**Problem:** The lines to be copied are those below that contain "AddQuestionMenu".

**Dataset excerpts:**

******

PR #3360, opened 2026-05-25
feat: add question at position

### LINKED ISSUE #2873: Option to insert new question anywhere in the form

- Nextcloud-Version: 31.0.8
- Forms-Version: 5.1.2

Its frustrating and buggy when i want to insert a question at the top of my form, but the new question is inserted at the very end of the form. And with a form of 50 questions i have to drag or move the one question up to the right position... the move/drag buttons also glitch our of position after 20 questions or so, and it becomes harder to find the hitbox for these buttons misaligned.

Id like for the new question button behaviour to change so that new question are inserted after the question being actively edited

I tried to drag and scroll but the viewport doesn't scroll when you drag to it's top or bottom

**Additional context**
an image of the glitching buttons:
Image

Chartman123:
This closes #2873 by adding a new NcActions menu between existing questions. You can then choose to insert a new question or copy the question above. The menu is visually hidden and only shown when your focusing the question above. It's accessible with the keyboard, too.

Inserting a new question re-uses the existing menu for adding new questions.

https://github.com/user-attachments/assets/2ea1de97-67d1-4ba9-9ab4-51d4aba8d3b5

Mobile view (button in 0.3 opacity as no hover available):

image

### DIFF
--- a/src/views/Create.vue
+++ b/src/views/Create.vue
@@ -116,108 +116,103 @@
 				<!-- Questions list -->
 				<Draggable
 					v-model="form.questions"
-					:animation="200"
-					tag="transition-group"
-					:componentData="{
-						name: isDragging
-							? 'no-external-transition-on-drag'
-							: 'question-list',
-					}"
+					:animation="300"
+					target=".sort-target"
+					direction="vertical"
+					invertSwap
 					handle=".question__drag-handle"
 					@change="onQuestionOrderChange"
-					@start="isDragging = true"
-					@end="isDragging = false">
-					<component
-						:is="answerTypes[question.type].component"
-						v-for="(question, index) in form.questions"
-						:key="question.id"
-						:ref="setQuestionRef"
-						v-bind="form.questions[index]"
-						:canMoveDown="index < form.questions.length - 1"
-						:canMoveUp="index > 0"
-						:answerType="answerTypes[question.type]"
-						:index="index + 1"
-						:maxStringLengths="maxStringLengths"
-						@update:text="(val) => (form.questions[index].text = val)"
-						@update:description="
-							(val) => (form.questions[index].description = val)
-						"
-						@update:isRequired="
-							(val) => (form.questions[index].isRequired = val)
-						"
-						@update:name="(val) => (form.questions[index].name = val)"
-						@update:extraSettings="
-							(val) => (form.questions[index].extraSettings = val)
-						"
-						@update:options="
-							(val) => (form.questions[index].options = val)
-						"
-						@clone="cloneQuestion(question)"
-						@delete="deleteQuestion(question.id)"
-						@moveDown="onMoveDown(index)"
-						@moveUp="onMoveUp(index)" />
+					@start="onDragStart"
+					@end="onDragEnd">
+					<TransitionGroup
+						tag="ul"
+						:name="isDragging ? undefined : 'question-list'"
+						class="sort-target">
+						<component
+							:is="answerTypes[question.type].component"
+							v-for="(question, index) in form.questions"
+							:key="question.id"
+							:ref="(el) => setQuestionRef(el, question)"
+							v-bind="form.questions[index]"
+							:canMoveDown="index < form.questions.length - 1"
+							:canMoveUp="index > 0"
+							:answerType="answerTypes[question.type]"
+							:index="index + 1"
+							:maxStringLengths="maxStringLengths"
+							@update:text="
+								(val) => (form.questions[index].text = val)
+							"
+							@update:description="
+								(val) => (form.questions[index].description = val)
+							"
+							@update:isRequired="
+								(val) => (form.questions[index].isRequired = val)
+							"
+							@update:name="
+								(val) => (form.questions[index].name = val)
+							"
+							@update:extraSettings="
+								(val) => (form.questions[index].extraSettings = val)
+							"
+							@update:options="
+								(val) => (form.questions[index].options = val)
+							"
+							@clone="cloneQuestion(question, index)"
+							@delete="deleteQuestion(question.id)"
+							@moveDown="onMoveDown(index)"
+							@moveUp="onMoveUp(index)">
+							<template
+								v-if="index < form.questions.length - 1"
+								#insert>
+								<div
+									class="question-insert"
+									:class="[
+										{
+											'is-open':
+												insertMenuOpenedIndex === index,
+										},
+										{
+											'is-mobile': isMobile,
+										},
+									]">
+									<AddQuestionMenu
+										:menuName="t('forms', 'Insert question')"
+										:aria-label="
+											t(
+												'forms',
+												'Insert question after question {index}',
+												{ index: index + 1 },
+											)
+										"
+										variant="tertiary"
+										:position="index"
+										:isLoadingQuestions="isLoadingQuestions"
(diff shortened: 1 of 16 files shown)


Chartman123:
Note for the review: I used copilot especially for the frontend part. Please have a closer look on the changes made in Create.vue and see if there's a better way for doing it. The questionRefsMap was needed for focusing the newly inserted/cloned questions correctly.

nimishavijay:
Really cool! I would 100% use this :) So design wise, the add button between questions is the right call. What do you think of the following changes:

- [x] I see that the "Clone question" has been moved here, but I think it was great to have it in the action menu like before. It makes it clear which question you are actually cloning. I'd also change the wording to be "Copy question" like before. However once you click on copy the clone can be created right below instead of at the end. What do you think?
- [x] Removing the "Clone" option also makes the add button have only one option -- add here, so then we could directly open the question type menu. 
- [x] And either way it would be good to have this as a full-width tertiary button :)

Let me know what you think :)

Chartman123:
> * I see that the "Clone question" has been moved here, but I think it was great to have it in the action menu like before. It makes it clear which question you are actually cloning. I'd also change the wording to be "Copy question" like before. However once you click on copy the clone can be created right below instead of at the end. What do you think?

@nimishavijay the clone action also stayed in the question menu to clone to the end of the form. I'll fix the wording

> * And either way it would be good to have this as a full-width tertiary button :)

good idea :)

jancborchardt (changes requested):
Very cool! 
- [x] Agree with @nimishavijay that it’s better to have the "Copy question" separate, also because then we can directly open the type selector on first click
- [x] The type selector should also open in place, instead of opening it on the bottom left, as that moves focus
- [x] When the question gets added, it’s kind of unclear what happened (at least from the video, maybe due to fps?) – some quick animation might be nice. :)

Chartman123:
> [ ] Agree with @nimishavijay that it’s better to have the "Copy question" separate, also because then we can directly open the type selector on first click

@jancborchardt but how do you want to distinguish where to add the copied question if we only have it inside the question menu? We'd need two actions in the menu then...

> [ ] The type selector should also open in place, instead of opening it on the bottom left, as that moves focus

It was the easiest way for me to just re-use the existing menu. Not sure if I can mount it directly on the new button...

> * When the question gets added, it’s kind of unclear what happened (at least from the video, maybe due to fps?) – some quick animation might be nice. :)

The newly added question gets added and the UI then scrolls to the new location. So it's basically already animated.

Chartman123:
@nimishavijay @jancborchardt I reworked the insert menu now and only kept the copy question action in the question menu. I changed the behaviour to always copy a question below the existing one. Full width NcActions is currently not directly supported by the vue lib, so I added a name to the menu for now.

src/views/Create.vue
```diff
@@ -737,4 +777,39 @@ export default {
...
+.question-list-move,
+.question-list-enter-active,
+.question-list-leave-active {
+	transition: all var(--animation-slow) ease;
+}
+
+.question-list-enter-from,
+.question-list-leave-to {
+	opacity: 0;
+	transform: translateX(44px);
```
pringelmann: Maybe we can use a token here?


```suggestion
    transform: translateX(var(--default-clickable-area, 44px));
```

Chartman123: What about `--clickable-area-large` which is `48px`. Default is only `34px`.

Chartman123: Yes, makes sense... also have this already in QuestionRanking. So I'd use default for options and large for questions :)

src/views/Create.vue
```diff
@@ -737,4 +776,39 @@ export default {
...
+
+.question-insert {
+	/* closer to the question above */
+	position: relative;
+	margin-block-end: -34px;
+	inset-block-end: -16px;
+	display: flex;
+	justify-content: center;
+	opacity: 0;
+	transition: opacity 0.12s ease;
```
pringelmann, line 786: On touch devices there's no hover and `:focus-within` only fires after you've already tabbed into the button. That leaves no way to insert a question between two existing ones on a phone or tablet - you'd have to add at the bottom and drag it up. Could we keep these visible at low contrast by default, or surface them on a tap somewhere?

Chartman123: We could use `useIsMobile` and add a class in this case

src/views/Create.vue
```diff
@@ -116,117 +116,97 @@
...
+									class="question-insert"
+									:class="[
+										{
+											'is-open':
+												insertMenuOpened
+												&& pendingInsertIndex === index + 1,
+										},
+									]">
+									<AddQuestionMenu
+										:menuName="t('forms', 'Insert question')"
```
pringelmann, line 179: "Insert question" doesn't tell a screen reader user where it inserts. After reading question 3 and its actions they hit "Insert question" with no anchor. Something like 

```js
t('forms', 'Insert question after question {index}', { index: index + 1 })
```
would match the labelling style already used elsewhere

pringelmann (approved):
Very nice! Just a small comment on mobile experience :)

src/views/Create.vue
Chartman123: NcActions doesn't use the aria-label if menuName is set. I think that the text would be too long if we use this for the menuName. Could we leave it this way until NcActions provide a `wide` setting? Then we could use the `+` icon only without the name and the aria-label would be used.

pringelmann: sound good!

src/views/Create.vue
```diff
@@ -300,6 +286,12 @@ export default {
 			questionMenuOpened: false,
 			activeQuestionType: null,
 			questionRefs: [],
+			questionRefsMap: {},
```
pringelmann, line 291: You don't need to keep both. `questionRefs` (the array) is never written in practice: every question in the v-for has a server-assigned id by mount time, so `setQuestionRef` always takes the map branch. The positional fallbacks in `insertQuestion` are unreachable for the same reason. The map alone covers every case.

Vue 3 calls function refs with `null` on unmount, which also lets you drop the `beforeUpdate` reset and have the map clean itself up per item:

```js
setQuestionRef(el, question) {
  if (el) {
    this.questionRefsMap[question.id] = el
  } else {
    delete this.questionRefsMap[question.id]
  }
}
```

After this, `insertQuestion`'s focus logic collapses to `this.questionRefsMap[newQuestionObj.id]?.focus()` in both branches, and `questionRefs` + `beforeUpdate` go away.

src/views/Create.vue
```diff
@@ -300,6 +286,12 @@ export default {
...
+
+			// when set to a number, the next created question will be inserted at this index
+			pendingInsertIndex: null,
```
pringelmann: The position is known per-menu at template time. If `AddQuestionMenu` takes it as a prop and includes it in the emit:

```vue
<AddQuestionMenu :position="index + 1" @addQuestion="addQuestion" />
```

```js
addQuestion(type, subtype, position) { ... }
```

then `pendingInsertIndex`, `onInsertMenuUpdate`, and the null-out timing in the close handler all go away. The position lives with the menu that owns it. Same fix covers the clone button (it can emit its own position directly).

jancborchardt (approved):
Looks reaaally nice, and is very useful! :)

******

**Exercise answer:**
+									<AddQuestionMenu
+									<AddQuestionMenu
pringelmann: The position is known per-menu at template time. If `AddQuestionMenu` takes it as a prop and includes it in the emit:
<AddQuestionMenu :position="index + 1" @addQuestion="addQuestion" />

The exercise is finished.